PR #13068, opened 2026-09-08
Let construct advice enforce constraints on a container-invoked constructor

dstepanov:
Draft. Makes it possible for micronaut-validation to enforce constraints declared on a constructor the
container invokes — Jakarta Validation §5.1.2, `ExecutableType.CONSTRUCTORS` — which today is never checked:

```java
@Singleton
class Event {
    Event(@NotNull String title) {}      // parameters not validated on construction
}
```

Describing a constrained constructor and validating one explicitly already work (#12909). What was missing is
the container enforcing them on invocation.

## The premise that made this look big was wrong

An earlier write-up said a constructor cannot be advised, and rated closing this as *large*. Constructors
**are** advisable, and the machinery is mature: `@AroundConstruct`, `ConstructorInterceptor`,
`ConstructorInterceptorChain`, and — since #12959 — a target-constructor view so an interceptor of a proxied
bean sees the bean's own constructor rather than the generated proxy one.

Probing it in this branch, everything a Jakarta `ExecutableValidator` needs is already reachable from a
`ConstructorInterceptor`: constructor-level metadata (cross-parameter and return-value constraints) via
`getConstructor().getAnnotationMetadata()`, per-parameter metadata via `getArguments()`, the resolved
`getParameterValues()`, and `getDeclaringType()` reporting the target type even under a proxy.

So micronaut-validation can declare construct advice on a constrained constructor from its own
`ValidationVisitor` — which already visits constructors and already marks the constrained ones with
`@RequiresValidation`. **Core needs no processor change for that**, and this PR deliberately does not add one:
core supplies the mechanism and stays ignorant of the library's annotation.

Two things in core did stand in the way.

## 1. An exception thrown by construct advice was swallowed

Advice around a *method* reaches its caller as it was thrown. Advice around a *constructor* runs while the
container is creating the bean, where `DefaultBeanContext` wraps any throwable in a
`BeanInstantiationException`. Validation advice that rejects a construction was therefore invisible as itself
— and the TCK asserts `catch (ConstraintViolationException e)`.

`ConstructorInterceptorChain` now distinguishes a throwable from the constructor *body* — still wrapped,
behaviour unchanged — from one thrown by the *advice* around it, which is carried in an `@Internal`
`ConstructorAdviceException` that `DefaultBeanContext` unwraps at the single instantiation choke point. Both
the before-proceed case (parameter constraints) and the after-proceed case (return-value constraints) are
covered.

**This is the part I would most like a second opinion on**, and it is a separate commit so it can be dropped.
The alternative is to keep today's wrapping, which preserves the `BeanInstantiationException` contract but
leaves the TCK methods red.

## 2. `@RequiresValidation` did not allow `ElementType.CONSTRUCTOR`

`ValidationVisitor` already applies it to constructors synthetically; the declaration just did not say so,
which makes it impossible to write in source or in a test.

## Behaviour this enables

Measured with an `@AroundConstruct` annotation on a constructor:

| Case | Behaviour |
|---|---|
| plain `@Singleton` / `@Prototype`, records | advised on every container instantiation |
| constructor injection | advice runs after dependencies resolve, before the body |
| around-advised type | intercepted once, on the `$Intercepted` construction; the advice sees the target constructor |
| `@Around(proxyTarget = true)` | intercepted on the target's construction |
| `@Factory` method | not advised — and correctly so: §5.1.2 asks for constructors *the container* invokes, and a factory body's `new` is user code. A constrained factory method is already advised as a *method* |
| abstract / `@Introduction` type, inherited superclass constructor | not advised; construct advice is not inherited |
| plain `new Event(...)` in user code | untouched |
| failure during eager startup | `BeanInstantiationException` as today; a lazy `getBean` sees the advice's own exception |

## Follow-up, not in this PR

- **micronaut-validation:** a `@ValidatedConstructor` (`@AroundConstruct`, deliberately separate from
  `@Validated`, which is `@Around` — putting that on a constructor would drag around-advice semantics onto its
  metadata), applied from `ValidationVisitor.visitConstructor`, and a `ValidatingConstructorInterceptor` at
  `InterceptPhase.VALIDATE` calling the existing `validateConstructorParameters` /
  `validateConstructorReturnValue`. Return-value constraints must be evaluated against `getDeclaringType()`,
  not `instance.getClass()` — under `proxyTarget=false` the latter is the `$Intercepted` subclass.
  `@ConfigurationProperties` should be skipped there: those already validate after construction, and advising
  them too would double-validate.
- Then un-exclude the TCK classes and re-measure. Note the TCK has **four** constructor methods, not two, and
  `ExecutableValidationTest` / `ExecutableTypesTest` are excluded wholesale rather than per-method.
- **Separate defect found while probing:** a bean with **type-level** `@Around` **and type-level**
  `@AroundConstruct` gets no construct interception, silently. Constructor-level construct advice on the same
  bean works, so it does not block this. Worth its own issue.

## Tests

`ConstructorValidationAdviceSpec` in `inject-java` exercises the whole path a validation library would take,
with nothing core-internal short-circuited. The beans under test carry real constraints — `@Size(min = 5)` on
a constructor parameter, and a `jakarta.validation.Constraint`-meta-annotated `@ValidEvent` on the constructor
itself — a local `TypeElementVisitor` stands in for `ValidationVisitor`, deriving `@RequiresValidation` and the
construct advice from those constraints, and a stand-in `ValidatingConstructorInterceptor` reads the
constraints off the invocation context and throws a real `jakarta.validation.ConstraintViolationException`.

Covered: a violated parameter constraint surfacing from `getBean` as a `ConstraintViolationException` and not a
wrapper; a satisfied one constructing the bean; a constraint on the constructor rejecting the instance it
returned (the after-proceed case); an unconstrained constructor not advised at all; an around-advised bean
validated once on its proxy's construction, in both the violating and the passing case; and a constructor-body
exception still being wrapped.

### DIFF
--- a/aop/src/main/java/io/micronaut/aop/chain/ConstructorInterceptorChain.java
+++ b/aop/src/main/java/io/micronaut/aop/chain/ConstructorInterceptorChain.java
@@ -23,6 +23,7 @@ import io.micronaut.aop.InvocationContext;
 import io.micronaut.context.BeanContext;
 import io.micronaut.context.BeanRegistration;
 import io.micronaut.context.BeanResolutionContext;
+import io.micronaut.context.exceptions.ConstructorAdviceException;
 import io.micronaut.core.annotation.AnnotationMetadata;
 import io.micronaut.core.annotation.AnnotationValue;
 import io.micronaut.core.annotation.Internal;
@@ -107,7 +108,13 @@ public final class ConstructorInterceptorChain<T> extends AbstractInterceptorCha
             } else {
                 finalParameters = getParameterValues();
             }
-            return beanConstructor.instantiate(finalParameters);
+            try {
+                return beanConstructor.instantiate(finalParameters);
+            } catch (RuntimeException | Error e) {
+                // Marks the throwable as coming from the constructor body rather than from advice, so that it
+                // keeps the wrapping an unadvised constructor's throwable gets. Unwrapped again in instantiate.
+                throw new ConstructorBodyException(e);
+            }
         } else {
             interceptor = this.interceptors[index++];
             if (LOG.isTraceEnabled()) {
@@ -197,13 +204,47 @@ public final class ConstructorInterceptorChain<T> extends AbstractInterceptorCha
         final InterceptorRegistry interceptorRegistry = beanContext.getBean(InterceptorRegistry.ARGUMENT);
         final Interceptor<T1, T1>[] resolvedInterceptors = interceptorRegistry
             .resolveConstructorInterceptors(constructor, interceptors);
-        return Objects.requireNonNull(new ConstructorInterceptorChain<>(
+        ConstructorInterceptorChain<T1> chain = new ConstructorInterceptorChain<>(
             definition,
             constructor,
             resolvedInterceptors,
             additionalProxyConstructorParametersCount,
             parameters
-        ).proceed(), "Constructor interceptor chain illegally returned null for constructor: " + constructor.getDescription());
+        );
+        T1 bean;
+        try {
+            bean = chain.proceed();
+        } catch (ConstructorBodyException e) {
+            throw e.rethrowCause();
+        } catch (ConstructorAdviceException e) {
+            throw e;
+        } catch (RuntimeException | Error e) {
+            // Anything else escaped the advice itself rather than the constructor it wraps. Advice around a
+            // method reaches its caller as it was thrown; carry this one so construction advice does too.
+            throw new ConstructorAdviceException(e);
+        }
+        return Objects.requireNonNull(bean, "Constructor interceptor chain illegally returned null for constructor: " + constructor.getDescription());
+    }
+
+    /**
+     * Carries a throwable out of the intercepted constructor's own body, so that
+     * {@link #instantiate} can tell it apart from one thrown by the advice around it.
+     */
+    private static final class ConstructorBodyException extends RuntimeException {
+
+        private final transient Throwable bodyCause;
+
+        private ConstructorBodyException(Throwable cause) {
+            super(cause.getMessage(), cause, false, false);
+            this.bodyCause = cause;
+        }
+
+        private RuntimeException rethrowCause() {
+            if (bodyCause instanceof Error error) {
+                throw error;
+            }
+            return (RuntimeException) bodyCause;
+        }
     }
 
     private static @Nullable Object[] resolveConcreteSubset(BeanDefinition<?> beanDefinition,
--- a/aop/src/main/java/io/micronaut/aop/chain/ConstructorInterceptorChain.java
+++ b/aop/src/main/java/io/micronaut/aop/chain/ConstructorInterceptorChain.java
@@ -65,6 +65,12 @@ public final class ConstructorInterceptorChain<T> extends AbstractInterceptorCha
      */
     private final BeanConstructor<T> interceptedConstructor;
     private final @Nullable Object[] internalParameters;
+    /**
+     * The exception the intercepted constructor's own body threw, if it threw one. Kept so that
+     * {@link #instantiate} can tell it apart from an exception thrown by the advice around it: the two are
+     * propagated differently.
+     */
+    private @Nullable RuntimeException bodyFailure;
 
     /**
      * Default constructor.
@@ -110,10 +116,9 @@ public final class ConstructorInterceptorChain<T> extends AbstractInterceptorCha
             }
             try {
                 return beanConstructor.instantiate(finalParameters);
-            } catch (RuntimeException | Error e) {
-                // Marks the throwable as coming from the constructor body rather than from advice, so that it
-                // keeps the wrapping an unadvised constructor's throwable gets. Unwrapped again in instantiate.
-                throw new ConstructorBodyException(e);
+            } catch (RuntimeException e) {
+                bodyFailure = e;
+                throw e;
             }
         } else {
             interceptor = this.interceptors[index++];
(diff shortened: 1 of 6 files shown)


aop/src/main/java/io/micronaut/aop/chain/ConstructorInterceptorChain.java
```diff
@@ -197,13 +204,47 @@ public static <T1> T1 instantiate(
...
+            throw new ConstructorAdviceException(e);
+        }
+        return Objects.requireNonNull(bean, "Constructor interceptor chain illegally returned null for constructor: " + constructor.getDescription());
+    }
+
+    /**
+     * Carries a throwable out of the intercepted constructor's own body, so that
+     * {@link #instantiate} can tell it apart from one thrown by the advice around it.
+     */
+    private static final class ConstructorBodyException extends RuntimeException {
```
graemerocher: looks like this is used for flow control in that case it should override fillstackTrace() for performance

inject/src/main/java/io/micronaut/context/exceptions/ConstructorAdviceException.java
```diff
@@ -0,0 +1,63 @@
...
+    /**
+     * Rethrows the exception the advice threw.
+     *
+     * <p>Advice cannot throw a checked exception, so the cause is always a {@link RuntimeException} or an
+     * {@link Error}. An {@link Error} is thrown directly; a {@link RuntimeException} is returned so that the
+     * call site can {@code throw} it and keep the compiler informed that the flow ends there.</p>
+     *
+     * @return The runtime exception the advice threw
+     */
+    public RuntimeException rethrowCause() {
```
graemerocher: again if this is used for flow control override fillstackTrace() for performance

graemerocher (changes requested):
needs documentation

aop/src/main/java/io/micronaut/aop/chain/ConstructorInterceptorChain.java
dstepanov: Removed this class entirely. The chain now remembers the exception its constructor body threw in a field, so `instantiate` tells a body failure from an advice failure by identity — one carrier instead of two, and no second `fillInStackTrace` to override.

inject/src/main/java/io/micronaut/context/exceptions/ConstructorAdviceException.java
dstepanov: Done — `fillInStackTrace()` now returns `this`, following `DisabledBeanException`. Noted in the javadoc that it is flow control between the chain and the bean creation boundary and never reaches user code; the exception it carries keeps its own stack trace, and that is the one the caller sees.

inject/src/main/java/io/micronaut/context/exceptions/ConstructorAdviceException.java
```diff
@@ -0,0 +1,63 @@
...
+        if (adviceCause instanceof Error error) {
+            throw error;
+        }
+        return (RuntimeException) adviceCause;
+    }
```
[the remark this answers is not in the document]
dstepanov: Fixed by narrowing rather than by handling: the constructor now takes a `RuntimeException`, and the chain no longer catches `Error` at all — an `Error` keeps the `BeanInstantiationException` wrapping it has today. No cast, and the invariant is enforced by the type.

aop/src/main/java/io/micronaut/aop/chain/ConstructorInterceptorChain.java
```diff
@@ -197,13 +204,47 @@ public static <T1> T1 instantiate(
...
+        private ConstructorBodyException(Throwable cause) {
+            super(cause.getMessage(), cause, false, false);
+            this.bodyCause = cause;
+        }
+
+        private RuntimeException rethrowCause() {
+            if (bodyCause instanceof Error error) {
+                throw error;
+            }
+            return (RuntimeException) bodyCause;
```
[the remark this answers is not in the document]
dstepanov: The duplication is gone — that second carrier was deleted in favour of a field on the chain, and narrowing to `RuntimeException` removed the cast and the `Error` branch from the one that remains.

inject/src/main/java/io/micronaut/context/exceptions/ConstructorAdviceException.java
```diff
@@ -0,0 +1,63 @@
...
+@Internal
+public final class ConstructorAdviceException extends RuntimeException {
+
+    private final transient Throwable adviceCause;
+
+    /**
+     * @param cause The throwable the advice threw
+     */
+    public ConstructorAdviceException(Throwable cause) {
+        super(cause.getMessage(), cause, false, false);
```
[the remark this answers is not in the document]
dstepanov: Switched to the plain `(message, cause)` constructor plus a `fillInStackTrace()` override, so suppression stays enabled and only the carrier's own stack trace is skipped. The exception the advice threw keeps its stack trace intact, and it is that one the caller receives — the carrier is unwrapped in `DefaultBeanContext` and never logged or observed.

dstepanov:
Review addressed in 911c522.

**Documentation** — added an *Exceptions Thrown by Construct Advice* section to the Bean Life Cycle Advice guide (`src/main/docs/guide/aop/lifecycleAdvice.adoc`), covering the contract this PR establishes: an exception thrown by a `ConstructorInterceptor` reaches whoever asked for the bean as it was thrown, before or after `proceed()`; an exception from the constructor’\s own body is still wrapped; and so is a failure during eager initialization at startup. That last claim now has a test behind it rather than being asserted on faith.

**`fillInStackTrace`** — overridden on `ConstructorAdviceException`, following `DisabledBeanException`. The second carrier that would have needed the same treatment is gone: the chain remembers the exception its constructor body threw in a field, and `instantiate` tells a body failure from an advice failure by identity. That also removes the duplication Copilot flagged.

**The cast** — fixed by narrowing rather than by handling. The carrier takes a `RuntimeException`, and the chain no longer catches `Error`, so an `Error` keeps the `BeanInstantiationException` wrapping it has today. No cast, no `Error` branch, invariant enforced by the type.

8 specs pass; 7554 tests green across `inject-java`, `inject-groovy`, `inject-kotlin`, `inject` and `context`.

graemerocher (approved):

-.-.-

From the listing above, copy every line that includes the word "ValidationVisitor".

`ValidationVisitor` — which already visits constructors and already marks the constrained ones with
`ValidationVisitor` already applies it to constructors synthetically; the declaration just did not say so,
  metadata), applied from `ValidationVisitor.visitConstructor`, and a `ValidatingConstructorInterceptor` at
itself — a local `TypeElementVisitor` stands in for `ValidationVisitor`, deriving `@RequiresValidation` and the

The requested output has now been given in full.